WORK INSTRUCTIONS: All of the data must be returned exactly as given.

[Saved data entries]
• • • •

PR #949, opened 2021-05-22
Don't panic in `sweetenFields`

### LINKED ISSUE #896: Panic on wrong number of key value pairs
I forgot to add a key to a value on 
`func (s *SugaredLogger) Warn(msg string, keysAndValues ...interface{}) {`
And it caused me a panic crash of the app. 

Shouldn´t be wise to protect this error from happening?
The code compiles normally, you deploy on production... it stays there for months.. then the log is printed and the system crashes because a log was wrong. (not my case just hypothetical.)

This is a thing that can be protected. We always have the human factor to account for. 

https://github.com/uber-go/zap/blob/a68efdbdd15b7816de33cdbe7e6def2a559bdf64/sugar.go#L264

atrn0:
Hello team 👋.
This PR fixes #896.

### DIFF
--- a/sugar.go
+++ b/sugar.go
@@ -266,7 +266,7 @@ func (s *SugaredLogger) sweetenFields(args []interface{}) []Field {
 
 		// Make sure this element isn't a dangling key.
 		if i == len(args)-1 {
-			s.base.DPanic(_oddNumberErrMsg, Any("ignored", args[i]))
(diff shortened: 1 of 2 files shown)


sywhang (approved):
👍 This LGTM but I'd like to wait for @abhinav to go over it since he has more context on this issue.

abhinav (approved):
LGTM, thanks!

PR #950, opened 2021-05-25
clock: Move to zapcore

abhinav:
We don't need to export the Clock interface from the top-level Zap
package. This is a low-level API so we can keep it in zapcore only.


moisesvega (approved):
👍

• • • •

SOLUTION BELOW:
PR #949, opened 2021-05-22
Don't panic in `sweetenFields`

### LINKED ISSUE #896: Panic on wrong number of key value pairs
I forgot to add a key to a value on 
`func (s *SugaredLogger) Warn(msg string, keysAndValues ...interface{}) {`
And it caused me a panic crash of the app. 

Shouldn´t be wise to protect this error from happening?
The code compiles normally, you deploy on production... it stays there for months.. then the log is printed and the system crashes because a log was wrong. (not my case just hypothetical.)

This is a thing that can be protected. We always have the human factor to account for. 

https://github.com/uber-go/zap/blob/a68efdbdd15b7816de33cdbe7e6def2a559bdf64/sugar.go#L264

atrn0:
Hello team 👋.
This PR fixes #896.

### DIFF
--- a/sugar.go
+++ b/sugar.go
@@ -266,7 +266,7 @@ func (s *SugaredLogger) sweetenFields(args []interface{}) []Field {
 
 		// Make sure this element isn't a dangling key.
 		if i == len(args)-1 {
-			s.base.DPanic(_oddNumberErrMsg, Any("ignored", args[i]))
(diff shortened: 1 of 2 files shown)


sywhang (approved):
👍 This LGTM but I'd like to wait for @abhinav to go over it since he has more context on this issue.

abhinav (approved):
LGTM, thanks!

PR #950, opened 2021-05-25
clock: Move to zapcore

abhinav:
We don't need to export the Clock interface from the top-level Zap
package. This is a low-level API so we can keep it in zapcore only.


moisesvega (approved):
👍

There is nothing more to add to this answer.